Shortly after 2 am this morning, we got a phone call that the Husky’s blood pressure and sugar were falling and they were working to save her. About five minutes later, we got another call that she passed. And I am devastated.
The Husky came into our life as a big fur ball. She was born on September 15, 2002 to my aunt P’s huskies and a month or so later she became a member of our family. Originally P was going to keep her and give us a cinnamon type pup but my parents fell for the Husky. I remember the first evening she was home: my parents and sister went to dinner and I stayed behind so she wouldn’t be alone. I heard some crying coming from their bathroom and I went in and in her box, she had pooped. She was crying because she didn’t want to be there with her ah personal waste. I picked her up and we hung out in the living room where she fell asleep under my leg. The name she had was given by P and we tried to change it, but my mom didn’t like any of the names. I personally hated when people would ask Husky’s name because it was like “duh.” LOL!
The Husky was accident prone and our diva brat. Refusing many times as a puppy to go to her kennel to sleep at night because my mom was still up doing something. There she was, a very sleepy pup trying to keep her eyes open just to be there with my mom. She was in many ways the first dog my mom actually loved as if it were a child. We had dogs growing up, but for some odd reason Husky became hers. She would dance with her and when the Husky discovered our two other dogs, she quickly abandoned my mom to hang with them. She was a curious little monster and once got stuck under the shed in the backyard. Another time my parents were cleaning up the backyard and somehow she got in the way of a wheelbarrow and one of her legs was hurt. For a few months she walked around in a cast and we called her Peg-leg Husky. I wish I had thought of getting her an eye patch to complete the pirate look.
She loved going on walks. Sometimes I wonder if she was taking me out for a walk instead. Would go crazy when my dad took her running until a torn ligament sidelined her and walks were only in her future.
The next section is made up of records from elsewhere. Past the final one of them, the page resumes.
PR #64, opened 2022-01-25
Two small BPF fixups

rhysre:
- Fix `argv` array potentially containing garbage on exec
- Don't track thread start/stop if it's not the thread group leader

Thanks for the catches on both counts @m-sample


GPL/EventProbe/EventProbe.bpf.c
```diff
@@ -104,7 +104,7 @@ int BPF_PROG(sched_process_exec,
 SEC("tp_btf/sched_process_exit")
 int BPF_PROG(sched_process_exit, const struct task_struct *task)
 {
-    if (is_kernel_thread(task))
+    if (!is_thread_group_leader(task) || is_kernel_thread(task))
```
ferullo, line 107: The main thread of execution in a process can exit even while threads keep running. What would happen here if that's the case? Would this still wait to report when the full process exits (in other words is the thread group leader automatically reassigned?) or would a termination event be emitted too soon?

```
vagrant@vagrant:~/endpoint-dev$ cat example.c 
#include <pthread.h>
#include <stdio.h>
#include <stdlib.h>
#include <syscall.h>
#include <time.h>
#include <unistd.h>

void*
thread_entry(
    void *unused)
{
    time_t now = time(NULL);

    printf("hello from thread %s", ctime(&now));

    sleep(10);

    now = time(NULL);
    printf("goodbye from thread %s", ctime(&now));
}

int main(
int argc,
char *arg[])
{
    pthread_t thread;
    time_t now = time(NULL);

    printf("hello from main %s", ctime(&now));

    (void)pthread_create(&thread, NULL, thread_entry, NULL);

    /* exit just this thread */
     syscall(__NR_exit);

    now = time(NULL);
    printf("goodbye from main %s", ctime(&now));

    return 0;
}
vagrant@vagrant:~/endpoint-dev$ gcc -o example example.c -lpthread; ./example
hello from main Tue Jan 25 02:09:49 2022
hello from thread Tue Jan 25 02:09:49 2022
goodbye from thread Tue Jan 25 02:09:59 2022
vagrant@vagrant:~/endpoint-dev$ 
```

nicholasberlin: perhaps we can filter on `current->signal->live` being zero?
https://elixir.bootlin.com/linux/v5.16.2/source/kernel/exit.c#L794

ferullo: It's been a long time, but I think that if the two final threads exit at the same time then that could lead to emitting two exit events as a race condition. Event filtering could mitigate that of course, if my memory is right in the first place.

fntlnz: I think that @nicholasberlin solution is the way to go. We need to determine if the current thread is the last one in the group.

`signal->live` gets to zero only in that case from what I can see.

lrishi: From what I understand, we're trying to ignore thread exits. In this case, we'll also need to ensure that ebpf_pid_info__fill() uses tgid as pid (which I assume is the event key) to submit the exit event, else we're inconsistent.

nicholasberlin: `current->signal->nr_threads` seems like a good option as well.

m-sample: My observation is the same as Dan's - if the pid==tgid thread exits before some other threads in the process, you will get TWO exit events for the pid=tgid thread/process.

This can be reproduced by using `go version` on Ubuntu if Go is installed from snap.  (snap use a busy-box like symlink'd exe layout with lots of execs within a given process, ostensibly for security sandboxing).  You will see two exits for the 'go version' process every time you run it

I'm guessing access to "nr_threads" and "live" may have race conditions / require a lock

Worst case, if we can't filter the first exit of the two, user space could update the data model with the last exit.  Protocol-wise it's a bit harder to delay sending an exit event because one my come in an indeterminate time in the future - so it would really good to solve this.

lrishi: @m-sample Tried this with bpftrace, I see main thread exits first, and then we get 4 more exit events, one for each thread with pid set to the thread id.

# sudo bpftrace -e 'tracepoint:sched:sched_process_exit {printf("%s exit: [pid(kernel tgid)=%d,tid(kernel pid)=%d]\n", comm, pid, tid);}'
Attaching 1 probe...
go exit: [pid(kernel tgid)=3801,tid(kernel pid)=3801]
go exit: [pid(kernel tgid)=3801,tid(kernel pid)=3802]
go exit: [pid(kernel tgid)=3801,tid(kernel pid)=3805]
go exit: [pid(kernel tgid)=3801,tid(kernel pid)=3804]
go exit: [pid(kernel tgid)=3801,tid(kernel pid)=3806]
go exit: [pid(kernel tgid)=3801,tid(kernel pid)=3803]

Not sure if bpftrace is interpreting the info differently

lrishi: ah, got it, we use tgid as pid in our application.

rhysre: The most educational days at work are those where I spend 8 hours working on a three line patch. This is one of those days.

There are two distinct issues at play here that have been raised in this thread and confused a bit.

### Issue 1

Raised by @ferullo in the first comment. The thread group leader is not reassigned, so yes, this PR as it currently stands will emit a termination event too soon.

We can use `current->signal->live` to check if the exiting thread is the last one in the process group, however, as mentioned, this seems prone to race conditions. Looking at `kernel/exit.c` for a 5.15.2 kernel, `current->signal->live` is decremented in `do_exit` on [line 794](https://elixir.bootlin.com/linux/v5.16.2/source/kernel/exit.c#L794) and the `sched_process_exit` tracepoint is invoked on [line 823](https://elixir.bootlin.com/linux/v5.16.2/source/kernel/exit.c#L794). The space between these lines is not a critical section protected by a lock (`current->signal->live` seems to be an atomic for exactly that reason) meaning that poor timing could lead to a duplicate event if two threads exit on different cores in very short order.

As raised by @nicholasberlin, `current->signal->nr_tasks` shows some promise, but is subtly different from `live`. `nr_tasks` measures the number of _allocated_ task structs for a given thread group. This includes threads that have exited and are zombies, meaning that if we use it instead we wouldn't emit an exit event if there were any zombies hanging around in the thread group.

A somewhat ugly but working way of getting around this race would be to use a kprobe on `taskstats_exit` instead of a the `sched_process_exit` tracepoint. [`taskstats_exit` is only called from `do_exit`](https://elixir.bootlin.com/linux/v5.16.2/source/kernel/exit.c#L817) and is passed a variable `group_dead`, the result of atomically decrementing `current->signal->live` and testing if it's equal to 0. We could only emit an exit event if that kprobe was invoked with the `group_dead` argument being equal to true (which will only happen once thanks to the atomic decrement). This _should_ solve the race condition, but would mean using a kprobe over the unchanging API of the tracepoint, which is somewhat ugly.

What are everyone's thoughts on the best solution to this? Please poke holes in my logic if I've gotten something wrong. Might be worth mentioning that the Cmd probes use the same race-y logic that's currently in this PR in the process exit probe and to my knowledge, we've never noticed it. Perhaps we want to fix it over there too?

### Issue 2

This one is more insidious but we're arguably doing the correct thing right now.

Raised by @m-sample. The case where _two_ exit events are emitted is distinct and unrelated to issue 1. It does not happen when the thread group leader exits while there are still other running threads. Rather, it happens when a _non-thread-group-leader_ `exec`'s something _after_ its thread group leader has exited (this is what snap is doing under the hood when you run `go version`). Example code to trigger it:

```c
#include <pthread.h>
#include <stdio.h>
#include <stdlib.h>
#include <syscall.h>
#include <time.h>
#include <unistd.h>

void*
thread_entry(void *unused)
{
    sleep(2);
    execl("/bin/ls", "/bin/ls");

    return NULL;
}

int main(int argc, char *arg[])
{
    pthread_t thread;
    time_t now = time(NULL);

    printf("thread group leader has pid %d", getpid());

    (void)pthread_create(&thread, NULL, thread_entry, NULL);

    /* exit just this thread */
     syscall(__NR_exit);

    return 0;
}
```

When the thread performs an `execve`, all other threads in the thread group are terminated, and the thread performing the exec [_assumes the pid_ of the thread group leader](https://elixir.bootlin.com/linux/v5.16.2/source/fs/exec.c#L1073). This means that we can have the following course of events:

1. Process starts as (tgid 1000 tid 1000)
2. Process `clone`'s a thread as (tgid 1000 tid 1001)
3. (tgid 1000, tid 1000) exits, exit event is emitted with tgid 1000, tid 1000
4. (tgid 1000, tid 1001) does `execve("/bin/ls")` and _assumes new pid info of_ (tgid 1000, tid 1000)
5. /bin/ls exits, duplicate exit event is emitted with tgid 1000, tid 1000

The behaviour the probes are currently exhibiting (emitting a duplicate event for tgid/tid 1000/1000) is arguably correct. A process with that tid _does_ exit twice, regardless of how confusing that output may be. This issue is probably outside the scope of this PR and should be discussed separately. I'm guessing the duplicate exec may present a corner case when it comes to nicely rendering this info in a webapp, which we should probably think about.

lrishi: @rhysre great summary, and really appreciate the pointers, they're always a good read. I do believe the 2nd case you're referring to is a non-issue, since we have always handled an exec followed by exit. This isn't exactly a duplicate exit event, its just that we miss a fork event, which is already handled (or should be) by our code, given that we're not the first process to start and we'll always have missing fork events.
The sequence here would be fork(1000) -> exit(1000), new-process,same pid(missing fork) -> exec(1000) -> exit(1000), which is quite expected, and at no point will you get an exit event with pid=1000, tid=1001

The original discussion is about a case which the code at the end will create:
test exit: [pid(kernel tgid)=2588,tid(kernel pid)=2588]
test exit: [pid(kernel tgid)=2588,tid(kernel pid)=2589]
here, you get two exit events for same tgid.

What @m-sample and @ferullo suggested is accurate that, we should be able to ignore the 2nd event safely, even if it is arbitrarily in future.
@ferullo I do see endpoint running checks like pProcessEvent->Tid() == pid at multiple places, to handle such cases, but not sure if its exhaustive, given the new data, need to dig deeper.

Try this:
`#include <pthread.h>
#include <stdio.h>
#include <stdlib.h>
#include <syscall.h>
#include <time.h>
#include <unistd.h>
void* thread_entry(void *unused) {
    sleep(2);
    //execl("/bin/ls", "/bin/ls");
    return NULL;
}
int main(int argc, char *arg[]) {
     pthread_t thread;

     time_t now = time(NULL);
     printf("thread group leader has pid %d", getpid());
     (void)pthread_create(&thread, NULL, thread_entry, NULL);
     /* exit just this thread */ syscall(__NR_exit);
     return 0;
}
`

fntlnz: I agree with @rhysre when he says we should use a kprobe (or a  fentry) in a place where we know for sure the group is exited.

m-sample: > What are everyone's thoughts on the best solution to this?

If the taskstats_exit function has been stable for quite a few kernel releases, it seems like a good place to capture this information without races.  Of course we'll have to watch new kernel releases carefully for breaking changes.

Nice work on getting to the bottom of the double exit events for the same process.  This may be a common situation with snaps?  I think we'll need to send both exit events (with their different timestamps) to the cloud to ensure all potential rendering options are correct (i.e. they do not show a process as exited and then subsequently exec'ing).

rhysre: Taking a look at the `git blame` for `kernel/exit.c`, the call to `taskstats_exit` (and the function itself) has been there since 2006 (torvalds/linux@115085ea0794c0f339be8f9d25505c7f9861d824), so we're good as far as stability goes. We will of course, have to monitor the `do_exit` function in the kernel in case it is ever changed in the future.

This patch fixes issue 1 in a race-condition-free manner by using a `fentry` on `taskstats_exit`:

```diff
diff --git a/GPL/EventProbe/EventProbe.bpf.c b/GPL/EventProbe/EventProbe.bpf.c
index de62244..56be676 100644
--- a/GPL/EventProbe/EventProbe.bpf.c
+++ b/GPL/EventProbe/EventProbe.bpf.c
@@ -101,10 +101,12 @@ out:
     return 0;
 }

-SEC("tp_btf/sched_process_exit")
-int BPF_PROG(sched_process_exit, const struct task_struct *task)
+SEC("fentry/taskstats_exit")
+int BPF_PROG(fentry__taskstats_exit,
+        const struct task_struct *task,
+        int group_dead)
 {
-    if (!is_thread_group_leader(task) || is_kernel_thread(task))
+    if (!group_dead || is_kernel_thread(task))
         goto out;

     struct ebpf_process_exit_event *event = bpf_ringbuf_reserve(&ringbuf, sizeof(*event), 0);
```

@lrishi and I just had a productive conversation where he brought up that the patch above also changes the behaviour with regards to issue 2. In fixing issue 1 with the above patch, we will be causing the first exit event in issue 2 to not be emitted. If you think about it, the first exit event emitted in issue 2 *is in-and-of-itself* issue 1 (an exit event being emitted while there are still threads running in the thread group).

@m-sample Given that, it seems cleaner to use the above patch and only emit an exit upon every thread in a thread group exiting, regardless of whether or not the leader of that thread group has been "taken over" by an exec'ing thread. Even if the thread group leader has exited and been subsequently "taken over", that thread group is still, and has always been running, thus it seems to me that an exit should not be emitted. Does that seem reasonable to you? Intuitively, I wouldn't expect this to cause many problems for the webapp, an exit event will only be emitted when every thread is dead, thus no more events can come after an exit in any circumstances.

Also discussed with @lrishi was the fact that there are a lot of `if (Tid() == Tgid()) { drop_event(); }` checks in the current endpoint codebase to filter out events from non-thread-group-leaders. Since execs/forks/exits may be performed by non-thread-group-leaders, we should be very careful that our userspace enrichment path doesn't accidentally filter-out execs/forks if they happen to be performed by a non-thread-group-leader. Before shipping, we should absolutely have an integration test hitting the case where e.g. a thread group exit is performed by a non-thread-group-leader or a non-thread-group-leader performs a `fork()` to ensure that data doesn't get dropped on the enrichment path and makes it to Elasticsearch.

m-sample: is  "if (Tid() != Tgid()) { drop_event; }" what you intended to type?

The rest sounds great - exactly one exit event when all threads are gone/the process is truly done.  Agree that sched_process_fork and sched_process_exec probes should not filter out those from non-thread-group leaders - any thread can fork or exec.

Agree on testing - these nice little C examples in this review ideally make it to the test suite

rhysre: > is "if (Tid() != Tgid()) { drop_event; }" what you intended to type?
 
Yep, sorry typo there on my part, I meant `Tid() != Tgid()`.

I just force-pushed a fix that takes into account everything discussed in this thread and rebased on main.

GPL/EventProbe/EventProbe.bpf.c
```diff
@@ -146,10 +159,30 @@ int BPF_PROG(sched_process_exec,
...
 
-SEC("tp_btf/sched_process_exit")
-int BPF_PROG(sched_process_exit, const struct task_struct *task)
+// Process exit probe
+//
+// Note that we aren't using the sched_process_exit tracepoint here as it's
+// prone to race conditions. We want to emit an exit event when every single
+// thread in a thread group has exited. If we were to try to detect that by
+// checking task->signal->live == 0 (i.e. check that there are now 0 running
+// thread in the thread group), we would race with a thread exit on another CPU
```
nicholasberlin, line 168:
```suggestion
// threads in the thread group), we would race with a thread exit on another CPU
```

nicholasberlin (approved):
Nice comments, the future thanks you.

rhysre:
Bump. Can we get another +1 on this for merge?

fntlnz (approved):

tabell (approved):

She loved chicken tenders (these chicken jerky type of treats) and rawhide bones. Oh man, did she love her rawhides! She often buried her treats in the sofa or outside and before you know it, she would dig them up.
I’m going to miss her pony dance for food and being woken up at 2 am as she barked to go out. But I’m really going to miss her snoring and her taking up the entire space of the hallway outside my bedroom because she was fast asleep and refused to move. There will never be the sound of her paws on the tile or hearing her collar make noise as she shook herself after getting up heard again.
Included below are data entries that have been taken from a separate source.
PR #110, opened 2022-06-22
Adds external/supplementary user to exec events

Tacklebox:
This adds the value of an environment variable, currently
"K8S_USER" but subject to change, to exec events if exists. This
involves lots of string comparisons, so it eats up a lot of
instructions. The number of environment variables that are able to be
checked is currently limited to 100. The number of instructions is also
highly dependent on the name to be searched. So when deciding on the final
variable name to check, this must be taken into account.

If possible, the admission controller should try to set the variable as
one of the first vars. If we can lower the number of vars to check, we
can gain back some headroom to either use a more descriptive name or add
more functionality to the exec hook.

This PR is just for feedback and discussing implementation details and limitations. The requirements for the feature are not complete.


lrishi:
This feature has been deferred indefinitely. Closing for now.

My poor diva fought hard to live. On Friday, I came home to her disoriented. Then she went to her spot in the living room and didn’t move. She was taking deep deep breaths, but my parents refused to rush to her the nearest VCA hospital because they were worried they’d put her to sleep without us being present. So that night, I slept next to her on the floor and even held one of her front paws. She often slept in my room at night and it felt cruel to leave her alone and I wanted her to know someone was near. Yesterday she was taken to her vet for an appointment and from there rushed to the hospital where they worked to steady her heartbeat (it was beating really fast) and bring down her fever. By 7 pm, her heartbeat was steady and they gave her an antibiotic in hopes that it would help the infection and bring down her fever. Sadly, the infection had crossed into her bloodstream and she stopped breathing early this morning.
I don’t know how I’m going to live without her. The house feels so empty without her and I keep hoping this is a horrible dream. My diva won’t ever bite my nose to wake me up nor will she demand to be fed at 6 pm or bark at me because everyone got fed before her.